#### EXERCISE BRIEF:
Give the count of lines in the records below that contain "smillst", and say nothing more.

Collected data:
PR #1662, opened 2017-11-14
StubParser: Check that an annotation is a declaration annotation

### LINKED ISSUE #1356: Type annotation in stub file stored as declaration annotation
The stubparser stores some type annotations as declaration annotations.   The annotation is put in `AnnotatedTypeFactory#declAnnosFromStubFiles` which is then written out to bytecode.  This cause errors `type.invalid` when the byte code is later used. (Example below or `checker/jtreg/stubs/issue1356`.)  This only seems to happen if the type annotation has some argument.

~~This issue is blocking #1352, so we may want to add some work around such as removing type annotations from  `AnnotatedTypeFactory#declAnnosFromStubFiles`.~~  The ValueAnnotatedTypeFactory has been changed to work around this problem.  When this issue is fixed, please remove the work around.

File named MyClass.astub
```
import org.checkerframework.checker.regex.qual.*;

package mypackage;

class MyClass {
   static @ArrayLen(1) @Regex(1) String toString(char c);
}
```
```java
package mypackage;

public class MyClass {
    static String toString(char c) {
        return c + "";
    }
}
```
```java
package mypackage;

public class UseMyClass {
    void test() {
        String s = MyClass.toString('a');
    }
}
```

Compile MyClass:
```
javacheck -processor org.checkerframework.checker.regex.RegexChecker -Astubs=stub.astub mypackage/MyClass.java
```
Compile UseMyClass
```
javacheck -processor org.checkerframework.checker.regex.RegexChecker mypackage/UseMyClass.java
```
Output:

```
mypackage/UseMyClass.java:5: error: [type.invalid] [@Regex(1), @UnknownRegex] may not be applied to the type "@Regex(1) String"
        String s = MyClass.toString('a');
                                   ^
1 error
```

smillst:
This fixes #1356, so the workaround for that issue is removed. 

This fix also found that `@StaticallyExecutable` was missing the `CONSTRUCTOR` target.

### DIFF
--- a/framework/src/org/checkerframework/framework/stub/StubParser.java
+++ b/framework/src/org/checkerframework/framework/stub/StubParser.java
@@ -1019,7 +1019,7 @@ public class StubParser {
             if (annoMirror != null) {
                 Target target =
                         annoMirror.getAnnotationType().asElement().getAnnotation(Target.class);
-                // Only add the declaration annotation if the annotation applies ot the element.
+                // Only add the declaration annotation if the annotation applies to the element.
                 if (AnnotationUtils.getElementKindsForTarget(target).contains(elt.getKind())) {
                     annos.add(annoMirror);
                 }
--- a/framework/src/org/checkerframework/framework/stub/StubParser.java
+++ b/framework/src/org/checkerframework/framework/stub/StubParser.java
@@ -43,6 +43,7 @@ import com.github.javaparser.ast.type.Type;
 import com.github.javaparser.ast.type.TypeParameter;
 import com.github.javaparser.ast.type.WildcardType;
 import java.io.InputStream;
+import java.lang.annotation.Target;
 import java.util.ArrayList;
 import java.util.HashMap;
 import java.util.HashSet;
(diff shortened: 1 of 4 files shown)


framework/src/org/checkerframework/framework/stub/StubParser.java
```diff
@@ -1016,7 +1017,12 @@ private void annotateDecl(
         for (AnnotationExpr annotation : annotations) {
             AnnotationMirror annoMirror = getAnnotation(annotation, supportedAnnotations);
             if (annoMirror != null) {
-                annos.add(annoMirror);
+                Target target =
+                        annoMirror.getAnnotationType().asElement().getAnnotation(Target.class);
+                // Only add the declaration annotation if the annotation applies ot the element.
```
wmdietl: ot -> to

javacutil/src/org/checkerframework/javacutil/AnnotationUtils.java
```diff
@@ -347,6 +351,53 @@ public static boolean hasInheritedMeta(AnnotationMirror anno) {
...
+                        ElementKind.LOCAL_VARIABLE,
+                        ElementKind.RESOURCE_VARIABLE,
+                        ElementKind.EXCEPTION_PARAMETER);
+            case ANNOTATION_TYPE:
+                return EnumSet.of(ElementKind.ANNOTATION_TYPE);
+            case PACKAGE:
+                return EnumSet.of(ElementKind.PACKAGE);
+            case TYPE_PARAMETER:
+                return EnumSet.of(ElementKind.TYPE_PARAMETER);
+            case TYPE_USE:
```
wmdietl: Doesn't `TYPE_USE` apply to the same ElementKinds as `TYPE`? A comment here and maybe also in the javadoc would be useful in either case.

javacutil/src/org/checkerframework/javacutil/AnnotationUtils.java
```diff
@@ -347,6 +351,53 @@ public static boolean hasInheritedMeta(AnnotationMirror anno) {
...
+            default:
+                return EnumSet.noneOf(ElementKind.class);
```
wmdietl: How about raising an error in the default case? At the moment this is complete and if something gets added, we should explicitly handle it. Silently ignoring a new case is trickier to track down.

==

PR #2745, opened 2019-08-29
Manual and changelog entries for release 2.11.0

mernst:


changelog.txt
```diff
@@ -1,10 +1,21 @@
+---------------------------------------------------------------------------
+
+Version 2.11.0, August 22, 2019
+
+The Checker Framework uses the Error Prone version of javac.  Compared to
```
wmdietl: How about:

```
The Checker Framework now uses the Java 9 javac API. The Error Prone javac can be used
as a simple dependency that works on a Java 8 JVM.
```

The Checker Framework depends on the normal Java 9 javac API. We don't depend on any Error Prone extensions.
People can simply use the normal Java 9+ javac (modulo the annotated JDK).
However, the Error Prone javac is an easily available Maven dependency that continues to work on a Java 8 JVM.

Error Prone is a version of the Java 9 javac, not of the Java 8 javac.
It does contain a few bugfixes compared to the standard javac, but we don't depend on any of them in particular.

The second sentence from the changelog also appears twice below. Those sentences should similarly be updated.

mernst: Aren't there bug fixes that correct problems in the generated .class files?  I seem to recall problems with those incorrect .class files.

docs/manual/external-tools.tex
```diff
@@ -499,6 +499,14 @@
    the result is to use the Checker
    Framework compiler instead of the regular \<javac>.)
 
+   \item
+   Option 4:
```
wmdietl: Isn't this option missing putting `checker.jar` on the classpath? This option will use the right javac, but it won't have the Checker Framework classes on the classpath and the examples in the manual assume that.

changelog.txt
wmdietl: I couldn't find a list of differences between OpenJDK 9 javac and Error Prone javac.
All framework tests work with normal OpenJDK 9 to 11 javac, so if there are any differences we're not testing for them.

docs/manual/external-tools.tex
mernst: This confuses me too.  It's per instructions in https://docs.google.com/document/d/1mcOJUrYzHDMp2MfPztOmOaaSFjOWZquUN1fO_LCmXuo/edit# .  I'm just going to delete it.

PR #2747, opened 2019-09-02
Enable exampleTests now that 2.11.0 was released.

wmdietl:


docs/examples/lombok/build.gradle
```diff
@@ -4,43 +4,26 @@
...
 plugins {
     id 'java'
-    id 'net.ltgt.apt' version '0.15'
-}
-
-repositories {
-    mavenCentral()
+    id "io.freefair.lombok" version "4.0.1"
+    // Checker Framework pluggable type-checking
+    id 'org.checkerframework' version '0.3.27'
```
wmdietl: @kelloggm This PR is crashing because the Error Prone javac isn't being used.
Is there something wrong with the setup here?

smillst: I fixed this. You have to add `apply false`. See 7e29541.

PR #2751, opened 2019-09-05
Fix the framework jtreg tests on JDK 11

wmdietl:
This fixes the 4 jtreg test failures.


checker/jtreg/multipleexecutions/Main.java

#### RESULT OF THE TASK:
2